Recorded information:
──────────

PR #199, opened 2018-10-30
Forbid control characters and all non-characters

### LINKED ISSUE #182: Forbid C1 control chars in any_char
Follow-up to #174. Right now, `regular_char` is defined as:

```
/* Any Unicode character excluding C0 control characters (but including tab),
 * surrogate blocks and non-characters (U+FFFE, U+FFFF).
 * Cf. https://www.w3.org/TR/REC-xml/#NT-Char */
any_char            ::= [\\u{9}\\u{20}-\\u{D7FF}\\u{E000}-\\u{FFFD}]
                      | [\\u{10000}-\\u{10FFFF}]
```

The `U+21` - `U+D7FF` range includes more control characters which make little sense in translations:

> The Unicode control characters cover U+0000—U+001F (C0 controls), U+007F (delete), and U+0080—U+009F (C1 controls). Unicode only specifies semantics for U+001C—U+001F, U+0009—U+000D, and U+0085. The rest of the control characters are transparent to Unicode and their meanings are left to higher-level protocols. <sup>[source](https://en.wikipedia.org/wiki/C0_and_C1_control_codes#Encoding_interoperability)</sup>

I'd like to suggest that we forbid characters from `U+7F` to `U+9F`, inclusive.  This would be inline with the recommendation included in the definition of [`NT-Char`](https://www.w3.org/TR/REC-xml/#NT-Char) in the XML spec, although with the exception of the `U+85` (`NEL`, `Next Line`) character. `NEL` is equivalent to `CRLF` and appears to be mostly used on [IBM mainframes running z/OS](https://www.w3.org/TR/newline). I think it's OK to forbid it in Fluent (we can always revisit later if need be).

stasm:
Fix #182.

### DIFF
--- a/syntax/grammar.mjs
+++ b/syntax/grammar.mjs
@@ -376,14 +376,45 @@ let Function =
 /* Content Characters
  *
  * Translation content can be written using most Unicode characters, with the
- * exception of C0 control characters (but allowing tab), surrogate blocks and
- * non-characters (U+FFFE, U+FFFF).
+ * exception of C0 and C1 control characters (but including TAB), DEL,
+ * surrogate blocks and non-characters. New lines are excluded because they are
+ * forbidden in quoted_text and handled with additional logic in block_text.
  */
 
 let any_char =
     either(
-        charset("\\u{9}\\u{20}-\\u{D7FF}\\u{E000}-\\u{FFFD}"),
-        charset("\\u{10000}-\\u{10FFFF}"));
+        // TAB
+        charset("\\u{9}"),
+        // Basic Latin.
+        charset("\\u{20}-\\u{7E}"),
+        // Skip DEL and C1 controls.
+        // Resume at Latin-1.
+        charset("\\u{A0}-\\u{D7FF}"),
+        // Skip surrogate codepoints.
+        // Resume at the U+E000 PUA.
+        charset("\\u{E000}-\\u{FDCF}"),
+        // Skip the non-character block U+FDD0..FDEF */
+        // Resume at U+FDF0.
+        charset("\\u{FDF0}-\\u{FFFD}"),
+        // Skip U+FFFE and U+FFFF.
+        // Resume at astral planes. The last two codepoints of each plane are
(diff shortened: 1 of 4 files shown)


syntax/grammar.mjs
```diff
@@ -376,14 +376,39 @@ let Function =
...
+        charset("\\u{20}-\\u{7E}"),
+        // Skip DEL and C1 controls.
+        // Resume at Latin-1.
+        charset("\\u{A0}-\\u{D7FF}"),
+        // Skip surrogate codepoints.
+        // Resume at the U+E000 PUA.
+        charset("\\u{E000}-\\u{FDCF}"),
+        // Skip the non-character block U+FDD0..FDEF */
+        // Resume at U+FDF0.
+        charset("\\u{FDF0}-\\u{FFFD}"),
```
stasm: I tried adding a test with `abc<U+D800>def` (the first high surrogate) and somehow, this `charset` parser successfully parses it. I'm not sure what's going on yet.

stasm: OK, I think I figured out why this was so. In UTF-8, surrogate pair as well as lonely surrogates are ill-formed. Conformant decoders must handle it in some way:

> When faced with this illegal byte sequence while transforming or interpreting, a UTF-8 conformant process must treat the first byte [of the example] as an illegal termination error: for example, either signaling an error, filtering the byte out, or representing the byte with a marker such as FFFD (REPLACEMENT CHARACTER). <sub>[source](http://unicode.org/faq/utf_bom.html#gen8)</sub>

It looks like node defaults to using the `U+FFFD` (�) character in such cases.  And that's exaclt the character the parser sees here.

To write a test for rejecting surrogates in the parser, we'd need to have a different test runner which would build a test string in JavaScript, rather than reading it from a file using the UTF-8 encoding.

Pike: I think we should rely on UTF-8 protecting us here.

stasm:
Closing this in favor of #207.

──────────

A single number is the expected reply: the number of lines in the listing that contain the string "syntax".

The answer: 3